Она стояла рядом с тобой, совсем близко, наклонившись в попытке разобрать текст одного из полученных писем. Ее палец двигался по строчке.

— В отношении даты отгрузки, мы полагаем, что… Разве они не должны были указать точную дату?

Она прижала кончик своего пальца к запятой, после которой, по ее мнению, должна была стоять дата, и так мягко прижала, что тебе с трудом верилось, что она не касается тебя.

— Ты имеешь в виду здесь, Кэтрин? — предположил ты, тоже показывая на запятую, твой палец почти коснулся ее.

— Да, и здесь тоже, — указала она на подобную ошибку на другой строке ниже по тексту письма. — И еще раз, — добавила она, потянувшись, чтобы перевернуть страницу, причем ее ладонь и твоя рука соприкоснулись в мимолетном контакте. Твоя левая рука возлежала на подлокотнике директорского кресла, которое медленно повернулось, пока ее тыльная сторона не коснулась бедра Кэтрин. Она не отодвинулась.

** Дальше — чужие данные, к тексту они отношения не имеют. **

PR #730, opened 2021-10-31
Bugfix error condition checking in run() example

willsthompson:
The result of `run()` is a [pytest ExitCode class](https://docs.pytest.org/en/latest/reference/exit-codes.html), an Enum subclass which evidently uses C-style conventions where success is indicated by 0, so a successful run in this example will evaluate to `False` in the conditional and incorrectly print the error. There are a few ways to fix it, but IMO the clearest is to use the Enum class directly.


michaelboulton:
Thanks, those examples are several years old and haven't got a lot of attention

PR #736, opened 2021-11-25
Lock pyjwt to 1.7.1 in component example

hamx0r:
Later versions of PyJWT raise exceptions like `AttributeError: 'str' object has no attribute 'decode'`.   Locking to earlier version allows existing syntax in Tavern examples to work in containerized servers.


michaelboulton:
Thanks, I really need to set up some way of managing dependencies in one place to stop this happening

PR #741, opened 2021-12-01
Allow bools in parameterized values

hamx0r:
The following `marks` entity use to cause error because `vals` couldn't contain Bools (or lists with Bools in them)

```
  - parametrize:
      key:
        - use_this
      vals:
        - True
        - False
```
This didn't work either

```
  - parametrize:
      key:
        - use_this
        - use_that
      vals:
        - [True, True]
        - [True, False]
        - [False, False]
        - [False, True]      
```

This code change allows the above code to work.

### DIFF
--- a/tavern/schemas/tests.schema.yaml
+++ b/tavern/schemas/tests.schema.yaml
@@ -295,11 +295,13 @@ mapping:
                 required: true
                 sequence:
                   - type: str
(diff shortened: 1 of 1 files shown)


michaelboulton:
Thanks, must have missed that in the schema earlier.

PR #747, opened 2021-12-12
Add simple way of running a function before/after stages

### LINKED ISSUE #114: Add support for before/after test stage actions

michaelboulton:
#114

simple way of running things before/after each stage, optionally taking the response as a 'yield' argument

should also be changed to allow specifying it at the test level and the 'global' level in the same way that strictness is

### DIFF
--- a/scripts/smoke.bash
+++ b/scripts/smoke.bash
@@ -5,7 +5,9 @@ set -ex
 PYVER=39
 
 tox -c tox.ini        \
-  -e py${PYVER}flakes \
+  -e py${PYVER}flakes
+
+tox -c tox.ini        \
   -e py${PYVER}       \
   -e py${PYVER}-pytest6       \
   -e py${PYVER}black  \
--- a/tavern/core.py
+++ b/tavern/core.py
@@ -269,10 +269,8 @@ def run_stage(sessions, stage, test_block_config):
     )
 
     response = r.run()
-    logger.debug("Stage done")
 
     provider.end_tinctures(response)
-    logger.debug("tinctures done")
 
     for v in verifiers:
         saved = v.verify(response)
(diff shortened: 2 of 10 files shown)


michaelboulton:
https://github.com/taverntesting/tavern/pull/802

Issue #759, opened 2022-02-10
Provide a after_every_test_run hook


Art-S-D:
Currently my tests create a lot of dummy data
A hook that would run after every test would be usefull to cleanup everything my tests cretated

I tried to do it with a fixture but it is not convinient as it cannot access the variables dict

lvijnck:
+1 for this, would be highly relevant

michaelboulton:
Done in 1.20

PR #762, opened 2022-02-24
Add after test hook

lvijnck:
Solves #759 

I noticed the other PR or a more complicated mechanism to add before/after hooks. Though I really need this functionality as I'm running a large number of tests and I'm unable to perform proper cleanup now.

Happy to make changes as required.

### DIFF
--- a/tavern/testutils/pytesthook/item.py
+++ b/tavern/testutils/pytesthook/item.py
@@ -208,6 +208,12 @@ class YamlItem(pytest.Item):
         else:
             if xfail:
                 raise Exception("internal: xfail test did not fail '{}'".format(xfail))
+        # else:
+        #     if xfail:
+        #         logger.error("Expected test to fail")
+        #         raise exceptions.TestFailError(
+        #             "Expected test to fail at {} stage".format(xfail)
+        #         )
         finally:
             call_hook(
                 self.global_cfg,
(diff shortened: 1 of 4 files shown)


tavern/testutils/pytesthook/item.py
```diff
@@ -194,6 +194,16 @@ def runtest(self):
                     stage["name"] = stage["id"]
 
             run_test(self.path, self.spec, self.global_cfg)
+
+            # TODO: Will this also run after test failure?
```
michaelboulton, line 198: This won't be run if the test fails, you would need to put it in a 'finally' block or that to work.

michaelboulton (changes requested):
This is fine, but could you also just add a bit a documentation at the bottom of `docs/source/basics.md` near the other documentation for the hooks?

lvijnck:
> This is fine, but could you also just add a bit a documentation at the bottom of `docs/source/basics.md` near the other documentation for the hooks?

Done! LMK if any other changes are required.

P.S. I was checking whether there are any unit tests added for these hooks, but I could not directly find them.

michaelboulton:
> > This is fine, but could you also just add a bit a documentation at the bottom of `docs/source/basics.md` near the other documentation for the hooks?
> 
> Done! LMK if any other changes are required.
> 
> P.S. I was checking whether there are any unit tests added for these hooks, but I could not directly find them.

There aren't any tests for it as they only get run when you run a 'real test due to the way pytest works, if the integration tests pass then you can assume that the hook is being called correctly

michaelboulton (approved):

PR #783, opened 2022-06-03
Change Docker image tag

onbcst:
The Python-Alpine image does not work anymore without installing additional dependencies (python-dev). It is possible to use python-slim instead. Also updated to the latest version.


michaelboulton:
Thanks, I'm considering changing how all this works to avoid having to periodically update things like this

PR #802, opened 2022-07-30
tincture 2.0

michaelboulton:
#114

Add utility for running things before/after stages, able to be specified at test or stage level. Example functions

```python
def do_something_first(_):
    logger.info("starting stage!")


def time_request(_):
    t0 = time.time()
    yield
    t1 = time.time()
    logger.info("Request took %s", t1 - t0)


def print_response(_, extra_print="affa"):
    logger.info("STARTING:")
    r = yield
    logger.info("Response is %s (%s)", r, extra_print)
```
Used like
```yaml
---
test_name: Test tincture

tinctures:
- function: tavern.helpers:time_request

stages:
- name: do something
  tinctures:
  - function: tavern.helpers:print_response
    extra_kwargs:
      extra_print: "blooble"
  - function: tavern.helpers:do_something_first
  request:
    url: "{host}/echo"
    method: POST
  response:
    status_code: 200
```

Each stage takes the stage dictionary as its first argument. If the tincture is a generator (if it defines a 'yield' like the second example), then the response will be returned to it (if you want it). That's all they can be used for - there is no context saved between stages. The syntax for defining the functions/extra args is the same as existing external functions.

Tinctures are called when the stage is run, so _after_ any fixtures are evaluated.

As for the name - a [tincture](https://en.wikipedia.org/wiki/Tincture) is

> A tincture is typically an extract of plant or animal material dissolved in ethanol

I wanted a name that sounded sort of like 'fixture' and 'tavern'.


michaelboulton:
supersed by https://github.com/taverntesting/tavern/pull/844

PR #805, opened 2022-08-29
Use pyproject toml

michaelboulton:


michaelboulton:
Still just getting differing behaviour in CI and locally

Issue #816, opened 2022-10-25
Pytest no longer imports py lib


andrest50:
I use tavern for API interface testing, and I am getting this error `INTERNALERROR> AttributeError: module 'py' has no attribute 'io'`. Tavern gets the latest version of pytest (<8), and pytest just released 7.2.0, in which it removes dependency on `py`. As per the release (https://github.com/pytest-dev/pytest/releases/tag/7.2.0), you need to now directly install `py` library to make use of the `io` module - as it is still needed in this plugin.

IAmSilK:
Temporary fix for the time being that I have been using - install `py` alongside `tavern` so the package is available.

PR #818, opened 2022-11-02
Add py as dependency to remeditate AttributeError: module 'py' has no attribute 'io'

ahebrank:
See #816 .

pytest has removed py as a dependency as of 7.2.0 (https://github.com/pytest-dev/pytest/pull/10396), but tavern still requires it. Test failures produce an internal error `AttributeError: module 'py' has no attribute 'io'` without this dependency.

### DIFF
--- a/requirements.txt
+++ b/requirements.txt
@@ -28,6 +28,7 @@ pyjwt>=2.4.0,<3
 paho-mqtt>=1.3.1,<=1.6.1
 jmespath<1
 pytest>=6.2,<8
+py
 python-box>4,<6
 stevedore
 
--- a/tox-integration.ini
+++ b/tox-integration.ini
@@ -17,6 +17,7 @@ changedir =
     generic: tests/integration
     noextra: tests/integration
 deps =
+    py
     docker-compose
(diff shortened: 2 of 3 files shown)


michaelboulton:
I think there is some issue with the way tox caching is working in the github action. I don't know why it keeps failing (due to it not _actually_ installing `py`) when it's explicitly listed as a dependency

michaelboulton (approved):

i540608:
@michaelboulton Hi, 
is it possible to remove the `Py` from the release dependencies and use different file for test dependencies, because the `Py` has [quite high-level security vulnerability](https://github.com/advisories/GHSA-w596-4wvx-j9j6) and it will trigger security scanners for my projects;

As the Py is itself deprecated, then it's highly likely that maintainers of the `Py` will not push the fix

michaelboulton:
It may be deprecated but pytest have also vendored _part_ of the library https://github.com/pytest-dev/pytest/pull/10396 , not the 'io' part which is also used by tavern. It means reaching into more internal pytest code.

PR #450, opened 2023-02-23
add types for wasm codec modules

jmannau:


sedghi (approved):
I guess we need to put these at the codecs repo https://github.com/cornerstonejs/codecs, but we can use them here for now

sedghi (approved):

PR #454, opened 2023-03-02
fix(voi): stack viewport should prioritize image metadata for windowlevel and not persist

sedghi:
Stack viewport was not updating the `voi` if the new image's `voi` was different. This PR will

- let stack viewport each image set the `voiRange` if it is in the metadata
- if the `voi` is set via outside set (e.g., `setProperties`) then the `voi` becomes a global voi for the whole stack
- a `resetProperties` will make it back to the per image `voi`

**Ground truth Test images are changed since now the metadata has more priority**

address https://github.com/OHIF/Viewers/issues/3190


packages/core/src/RenderingEngine/StackViewport.ts
```diff
@@ -1487,11 +1482,9 @@ class StackViewport extends Viewport implements IStackViewport {
     imageId: string,
     imageIdIndex: number
   ): Promise<string> {
-    if (this.useCPURendering) {
-      await this._loadAndDisplayImageCPU(imageId, imageIdIndex);
-    } else {
-      await this._loadAndDisplayImageGPU(imageId, imageIdIndex);
-    }
+    await (this.useCPURendering
```
wayfarer3130, line 1485: You might consider assign to _loadAndDisplayImage from one of the CPU or GPU functions, and then just call it as
this._loadAndDisplayImage(iamgeId, imageIdIndex)  That way you avoid the if condition everywhere, and if in the future there is another alternate, well, it becomes easy to add.

packages/core/src/RenderingEngine/StackViewport.ts
```diff
@@ -2545,22 +2556,16 @@ class StackViewport extends Viewport implements IStackViewport {
    * @param colormap - The colormap data to use.
    */
   public setColormap(colormap: CPUFallbackColormapData): void {
-    if (this.useCPURendering) {
-      this.setColormapCPU(colormap);
-    } else {
-      this.setColormapGPU(colormap);
-    }
+    this.useCPURendering
```
wayfarer3130, line 2559: A better implementation is where the useCPURendering is called, just assign this.setColorMap = thisuseCPURendering ? this.setColormapCPU : this.setColormapGPU
Then you don't need the double indirection.  You can still declare setColormap as a public function, just assign the value once you know cpu/gpu usage.

wayfarer3130 (commented):
Would like to see the change to remove CPU/GPU test everywhere.

packages/core/src/RenderingEngine/StackViewport.ts
```diff
@@ -2636,6 +2584,95 @@ class StackViewport extends Viewport implements IStackViewport {
 
     return newImagePlaneModule;
   }
+
+  private renderingPipelineFunctions = {
```
sedghi, line 2588: here @wayfarer3130

wayfarer3130 (approved):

— И наконец, — продолжила она, — когда они пишут что-то о штрафных санкциях…

Ты дал волю руке, которая совсем слегка отделилась от подлокотника кресла, сохраняя с ней контакт, но войдя еще и в контакт с ее бедром. Кромка юбки. Она по-прежнему не двигалась; она ожидала, что ты…

— Кэтрин! — зовешь ты ее, как только она бросается к двери. Но все уже происходит где-то внутри тебя, даже ее плач у тебя на плече, пока ты успокаиваешь ее, говоря, что так, а что этак. Все прокручивается у тебя внутри. Тебе нужно лишь проиграть это вслух: произнести слова, воспроизвести жесты, а она, в свою очередь, сыграет свою роль.

И вот, чуть не смеясь от осознания простоты вещей, ты поднимаешься с кресла.

— Кэтрин, — повторяешь ты, беря ее за руку. Ты повернешь ее, а она будет сердитой и в слезах. Ты будешь успокаивать ее, говоря, как много она значит для тебя, и всегда значила — с тех пор как вы впервые встретились. То первое утро у лифта, она только начала здесь работать… помнит ли она, спросишь ты. Ты повернешь ее лицо к себе, чтобы видеть слезы, и это тебя так тронет, что ты обнимешь ее и начнешь гладить по волосам.

Твоя рука у нее на плече.

— Кэтрин, я…

Она поворачивается к тебе, почти в слезах. Тем не менее ты не отпускаешь ее плечо.

— Кэтрин, — еще одна попытка, — ты должна понимать…

— Как вы могли? — Она дрожит.

— Просто…

— Нет, нет. — Она смотрит в сторону. — Что вы… — медленно начинает она. — Вы могли подумать, что я?..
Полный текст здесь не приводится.